Some refactoring to files in pols directory #252

tadashiK opened this issue Aug 20, 2019 · 4 comments

Comments

@tadashiK
Copy link

tadashiK commented Aug 20, 2019

As of now, some files in pols directory seem to need some modifications. For example, comments of BasePol class is difficult to understand. I suggest some improvements below.

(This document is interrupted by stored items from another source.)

PR #50, opened 2018-02-08
Build and test

elliemdaw:
- Adds Criterion UT framework and a few starter UTs
- Fixes issues from starter UTs


elliemdaw:
@bfussell Ahh good point, I will check with Paul. I went with Criterion because it is an active project whereas Unit and other frameworks haven't had releases in years. We should get that sorted out first though :)

PR #52, opened 2018-02-27
Updates for CMAC interop

elliemdaw:
- Adds proper support for CMAC-TDES
- Adjusts byte/string mismatches

### DIFF
--- a/app/app_main.c
+++ b/app/app_main.c
@@ -733,14 +733,11 @@ static void enable_cmac (ACVP_CTX *ctx) {
     /*
      * Enable CMAC
      */
-#if 0 // CMAC-AES not quite ready...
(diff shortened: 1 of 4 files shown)


app/app_main.c
```diff
@@ -2095,12 +2091,23 @@ static ACVP_RESULT app_hmac_handler(ACVP_TEST_CASE *test_case)
     return ACVP_SUCCESS;
 }
 
+void printBytes(unsigned char *buf, size_t len) {
```
bfussell: Left over debug ?

elliemdaw: Oh whoops, thought I left that out :) I'll fix that!

elliemdaw: Fixed!

PR #56, opened 2018-03-14
RSA Interop

elliemdaw:
- Various changes to registration object
- Reorganizes RSA modes to be their own ciphers, similar to how the KDFs are implemented
- Adds files for sig and keygen kat handlers
- Updates app code to handle processing of the vectors (only for the modes we register for)


rjrelyea:
Hi all,

So I've been trying to update to the PKCS #11 driver from the old libacvp to the new one and I've ran into the issue that the new libacvp now has a dependency on the openssl BigNum library, which means libacvp must link with openssl even though your library under test isn't openssl. I think it should have some library independent way of passing the RSA components, either as straight hex (as it comes from the server) or as a simple byte array. All the libraries know how turn byte arrays into their own individual BigNums. Would you be willing to entertain a patch that does this?

Thanks,

bob

elliemdaw:
Hey Bob!

I actually just added this to my todo list earlier today... we are on the same page! I was thinking the easiest way to do this would be to leave the values as character arrays since that is what they are when we parse the JSON, then the crypto handler can do what it needs to do. Does that seem reasonable?

Thanks!
Ellie

rjrelyea:
Cool. Yes leaving them as hex char arrays seems reasonable. The avoids the double conversion hex->byte array->native BN.

app/app_main.c
```diff
@@ -2694,100 +2710,56 @@ static ACVP_RESULT app_kdf135_ssh_handler(ACVP_TEST_CASE *test_case)
...
-                                      seed, seed_len,
-                                      bitlen1, bitlen2, bitlen3, bitlen4,
-                                      exponent, keylen, NULL) != 1) {
-            return ACVP_CRYPTO_MODULE_FAIL;
-        }
-        tc->keygen_tc->p = rsa->p;
-        tc->keygen_tc->q = rsa->q;
-        tc->keygen_tc->n = rsa->n;
-        tc->keygen_tc->d = rsa->d;
+    RSA_free(rsa);
```
bfussell: Probably need to be consistent and use the FOM calls for free since we use FOM call FIPS_rsa_new()

src/acvp.c
```diff
@@ -4387,24 +4356,30 @@ static ACVP_RESULT acvp_process_vsid (ACVP_CTX *ctx, int vs_id) {
...
-
+    
     if (!alg) {
         ACVP_LOG_ERR("JSON parse error: ACV algorithm not found");
         return ACVP_JSON_ERR;
     }
 
     ACVP_LOG_STATUS("vsId: %d", vs_id);
     ACVP_LOG_STATUS("ACV Operation: %s", alg);
+    // TODO: make sure this is included where relevant only
```
bfussell: Is this for later or something you've already done ?

src/acvp_rsa.c
```diff
@@ -1,830 +0,0 @@
-/** @file */
```
bfussell: I assume this file was deleted ?

app/app_main.c
```diff
@@ -2723,7 +2719,10 @@ static ACVP_RESULT app_rsa_keygen_handler(ACVP_TEST_CASE *test_case)
     ACVP_RSA_KEYGEN_TC    *tc;
     ACVP_RESULT rv = ACVP_SUCCESS;
     RSA       *rsa;
-    
+    BIGNUM *e = BN_new();
```
bfussell: What determines whether you use FIPS_bn_new() vs BN_new() ?

PR #62, opened 2018-04-10
Add ecdsa

elliemdaw:
- This hasn't been fully tested with the NIST server since I haven't been able to successfully retrieve a vector set
- Adds the library side for ECDSA
- Has a stub for the ECDSA handler in the app code

### DIFF
--- a/app/app_main.c
+++ b/app/app_main.c
@@ -78,6 +78,7 @@ static void enable_hmac(ACVP_CTX *ctx);
 static void enable_kdf(ACVP_CTX *ctx);
 static void enable_dsa(ACVP_CTX *ctx);
 static void enable_rsa(ACVP_CTX *ctx);
+static void enable_ecdsa(ACVP_CTX *ctx);
 static void enable_drbg(ACVP_CTX *ctx);
 
 static ACVP_RESULT app_aes_handler_aead(ACVP_TEST_CASE *test_case);
@@ -99,6 +100,7 @@ static ACVP_RESULT app_kdf135_ssh_handler(ACVP_TEST_CASE *test_case);
 static ACVP_RESULT app_drbg_handler(ACVP_TEST_CASE *test_case);
 static ACVP_RESULT app_rsa_keygen_handler(ACVP_TEST_CASE *test_case);
 static ACVP_RESULT app_rsa_sig_handler(ACVP_TEST_CASE *test_case);
+static ACVP_RESULT app_ecdsa_handler(ACVP_TEST_CASE *test_case);
 #endif
 
 #define DEFAULT_SERVER "127.0.0.1"
@@ -222,6 +224,7 @@ int main(int argc, char **argv)
      */
     int rsa = 0;
     int drbg = 0;
+    int ecdsa = 1;
 
     if (argc > 3) {
         print_usage();
@@ -377,6 +380,10 @@ int main(int argc, char **argv)
 #ifdef ACVP_NO_RUNTIME
     if (rsa) {
         enable_rsa(ctx);
+    }
+    
+    if (ecdsa) {
+        enable_ecdsa(ctx);
     }
 
     if (drbg) {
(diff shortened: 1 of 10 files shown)


app/app_main.c
```diff
@@ -1194,9 +1201,76 @@ static void enable_rsa (ACVP_CTX *ctx) {
...
+    rv = acvp_enable_ecdsa_cap_parm(ctx, ACVP_ECDSA_SIGVER, ACVP_CURVE, "k-163");
+    CHECK_ENABLE_CAP_RV(rv);
+    rv = acvp_enable_ecdsa_cap_parm(ctx, ACVP_ECDSA_SIGVER, ACVP_CURVE, "b-163");
+    CHECK_ENABLE_CAP_RV(rv);
+    rv = acvp_enable_ecdsa_cap_parm(ctx, ACVP_ECDSA_SIGVER, ACVP_HASH_ALG, "SHA2-224");
+    CHECK_ENABLE_CAP_RV(rv);
 #endif
+}
 
-#ifdef ACVP_NO_RUNTIME
```
bfussell: Is DRBG allowed at runtime now ? Or maybe blocked somewhere else ?

src/acvp_ecdsa.c
```diff
@@ -0,0 +1,324 @@
...
+        strncpy((char *)stc->s, s, strnlen(s, 128));
+        strncpy((char *)stc->r, r, strnlen(r, 128));
+    }
+    if (cipher == ACVP_ECDSA_SIGVER || cipher == ACVP_ECDSA_SIGGEN) {
+        stc->message = calloc(ACVP_RSA_EXP_LEN_MAX, sizeof(char));
+        if (!stc->message) { return ACVP_MALLOC_FAIL; }
+        strncpy((char *)stc->message, message, strnlen(message, ACVP_RSA_MSGLEN_MAX));
+    }
+    stc->d = calloc(ACVP_RSA_EXP_LEN_MAX, sizeof(char));
+    if (!stc->d) { return ACVP_MALLOC_FAIL; }
```
bfussell: Do we need to spit out an error message on the failure so we know what type it is or does the caller do that ?

src/acvp_ecdsa.c
```diff
@@ -0,0 +1,324 @@
...
+             */
+            r_tval = json_value_init_object();
+            r_tobj = json_value_get_object(r_tval);
+            
+            json_object_set_number(r_tobj, "tcId", tc_id);
+            
+            rv = acvp_ecdsa_init_tc(ctx, alg_id, &stc, tc_id, curve, secret_gen_mode, qx, qy, message, r, s);
+            
+            /* Process the current test vector... */
+            if (rv == ACVP_SUCCESS) {
```
bfussell: On failure should we exit out here ?

src/acvp_ecdsa.c
```diff
@@ -0,0 +1,324 @@
...
+    json_result = json_serialize_to_string_pretty(ctx->kat_resp);
+    if (ctx->debug == ACVP_LOG_LVL_VERBOSE) {
+        printf("\n\n%s\n\n", json_result);
+    } else {
+        ACVP_LOG_INFO("\n\n%s\n\n", json_result);
+    }
+    json_free_serialized_string(json_result);
+    
+    return rv;
+}
```
bfussell: no newline at end of file

src/acvp_ecdsa.c
```diff
@@ -0,0 +1,324 @@
...
+            }
+            
+            /*
+             * Release all the memory associated with the test case
+             */
+            key_err:
+            acvp_ecdsa_release_tc(&stc);
+            
+            /* Append the test response value to array */
+            json_array_append_value(r_tarr, r_tval);
```
bfussell: Should we try and append on a failure ?

app/app_main.c
elliemdaw: Oh that looks confusing in the diff... I made them all a part of the same #ifdef so DRBG, ECDSA, and RSA are all in the single block.

src/acvp_ecdsa.c
elliemdaw: I will add more verbose logs here :)

elliemdaw:
@bfussell I pushed up changes from these comments... the logging in acvp_ecdsa to initialize a test case is generic unless the calloc fails for the sig specific buffer

PR #66, opened 2018-04-24
Reorganizes alg/mode strings and alg_tbl

elliemdaw:


src/acvp.c
```diff
@@ -4796,36 +4795,27 @@ static ACVP_RESULT acvp_dispatch_vector_set (ACVP_CTX *ctx, JSON_Object *obj) {
...
-        if (!strncmp(alg_tbl_index, alg_tbl[i].name, strlen(alg_tbl[i].name))) {
-            rv = (alg_tbl[i].handler)(ctx, obj);
-            free((void *)alg_tbl_index);
-            return rv;
-        } else if (mode && !strncmp(mode, alg_tbl[i].name, strlen(alg_tbl[i].name))) {
-            rv = (alg_tbl[i].handler)(ctx, obj);
-            free((void *)alg_tbl_index);
-            return rv;
+        if (!strncmp(alg, alg_tbl[i].name, strlen(alg_tbl[i].name))) {
+            if (alg_tbl[i].mode != NULL) {
```
bfussell: May want to check to make sure mode is not null here before trying to do the strncm
That would cover the case where the server sent bad data, ie "RSA" but failed to send the mode such as "keyGen".

elliemdaw: Fixed :)

PR #225, opened 2019-11-11
image-download: Add fallback RedHat-internal image server in AWS

martinpitt:
This is only accessible via internal VPN. This will be used as a
fallback when the primary image server in e2e does not work.


martinpitt:
Right, this is most probably not the final version anyway. But I'd like to add it as a fallback now, so that we can gain some experience with it.

PR #227, opened 2019-11-12
Image refresh for rhel-8-1

cockpituous:
Image refresh for rhel-8-1
 * [x] image-refresh rhel-8-1


marusak:
[Two](https://209.132.184.41:8493/logs/pull-227-20191112-073636-bd54d993-cockpit-project-cockpit-rhel-8-appstream-rhel-8-1/log.html) failed tests, retying to compare

marusak:
[testMultipleZones](https://209.132.184.41:8493/logs/pull-227-20191112-103939-bd54d993-cockpit-project-cockpit-rhel-8-appstream-rhel-8-1/backup.OY3pUy/log.html#31) failed again. @Gundersanne I know this test was one of those tests that it took longer to get green but I though it was fixed. This is in `rhel-8-appstream` branch - is it possible we just did not backport some fix there?

martinpitt:
These happen on the current image as well, e. g. [here](https://209.132.184.41:8493/logs/pull-13130-20191112-101818-2283dc9e-cockpit-project-cockpit--rhel-8-1-distropkg/log.html). So not a regression. I propose we ignore this for now to avoid needless work: we don't plan to do an AppStream update for 8.1.1 right now. If we do, we can still ignore the bits that apply to BaseOS, like firewall.

PR #230, opened 2019-11-12
Image refresh for rhel-7-7

cockpituous:
Image refresh for rhel-7-7
 * [x] image-refresh rhel-7-7


marusak:
So we retired rhel-7-7 branch but we kept this image. Do we plan to keep it for some time just in case?

PR #232, opened 2019-11-12
images: Add workaround for fedora-coreos bugs

martinpitt:
This blocks https://github.com/cockpit-project/cockpit/pull/13110.

### DIFF
--- a/machine/machine_core/machine_virtual.py
+++ b/machine/machine_core/machine_virtual.py
@@ -687,5 +687,5 @@ class VirtMachine(Machine):
 
     def needs_writable_usr(self):
         # On atomic systems, we need a hack to change files in /usr/lib/systemd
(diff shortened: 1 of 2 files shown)


machine/machine_core/machine_virtual.py
```diff
@@ -687,5 +687,5 @@ def add_netiface(self, networking=None):
 
     def needs_writable_usr(self):
         # On atomic systems, we need a hack to change files in /usr/lib/systemd
-        if self.atomic_image:
+        if self.atomic_image or "coreos" in self.image:
```
marusak: this could just be `if self.ostree_image:`

martinpitt: Indeed, and I had that locally, but forgot to `--amend` it, bah! Pushed.

PR #237, opened 2019-11-13
images: Drop fedora-atomic

martinpitt:
Fedora 29, and with it, Fedora Atomic, is EOL now. We now have its
successor, Fedora CoreOS.


martinpitt:
[testJournal](https://209.132.184.41:8493/logs/pull-237-20191113-225454-d1e62a65-cockpit-project-cockpit--fedora-coreos/backup.nEhY4m/log.html#51-2) seems to be flaky, I'll try and reproduce locally. It seems we don't get screenshots with f-coreos.

PR #243, opened 2019-11-14
Fix pyflakes/pycodestyle

martinpitt:
Our test/run was missing all our python modules.


martinpitt:
Rebased after #242 landed, to fix conflicts.

PR #244, opened 2019-11-14
testmap: Remove manual composer test

jrusz:
We don't need this manual trigger anymore since we're dropping the test.


jrusz:
Right, makes sense, I'll try to remember next time :)

PR #272, opened 2019-11-22
testmap: Add centos-8-stream to starter-kit master tests

Gundersanne:
These just work out of the box :)


marusak:
What about cockpit-podman, have you tried running that one?

Gundersanne:
@marusak let's find out :p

@tadashiK tadashiK changed the title Poli Some refactoring to files in pols directory Aug 20, 2019
@tadashiK
Copy link
Author

tadashiK commented Aug 20, 2019

How about changing base.py to the following for readability. Main modifications are on comments and some if statements that makes the code unnecessarily deep.

import copy

import gym
import numpy as np
import torch.nn as nn

from machina.utils import get_device


class BasePol(nn.Module):
    """
    A base class of the policy. This class works as a "head" of a given neural network.
    The head can be RNN, appropriately normalize the output range of the neural network,
    and make the computation parallel.

    Parameters
    ----------
    observation_space : gym.Space
        Observation space
    action_space : gym.Space
        Action space
    net : torch.nn.Module
    rnn : bool
    normalize_ac : bool
        If True, the output of net is scaled such that it covers the entire action_space.
        It is assumed that the output is continuous, and each of its dimensions ranges between -1 and 1.
    data_parallel : bool or str
        If True, network computation is executed in parallel.
        If data_parallel is ddp, network computation is executed in distributed parallel.
    parallel_dim : int
        Split dimension in data parallel.
    """

    def __init__(self, observation_space, action_space, net, rnn=False, normalize_ac=True, data_parallel=False, parallel_dim=0):
        nn.Module.__init__(self)
        self.observation_space = observation_space
        self.action_space = action_space
        self.net = net

        self.rnn = rnn
        self.hs = None  # A hidden state vector of the RNN.

        self.normalize_ac = normalize_ac
        self.data_parallel = data_parallel
        if data_parallel is True:
            self.dp_net = nn.DataParallel(self.net, dim=parallel_dim)
        elif data_parallel == 'ddp':
            self.net.to(get_device())
            self.dp_net = nn.parallel.DistributedDataParallel(
                self.net, device_ids=[get_device()], dim=parallel_dim)
        elif data_parallel is not False:
            raise ValueError(
                'data_parallel must be either Boolean value or str(ddp).')
        self.dp_run = False

        self.multi = isinstance(action_space, gym.spaces.MultiDiscrete)
        self.discrete =\
            self.multi or isinstance(action_space, gym.spaces.Discrete)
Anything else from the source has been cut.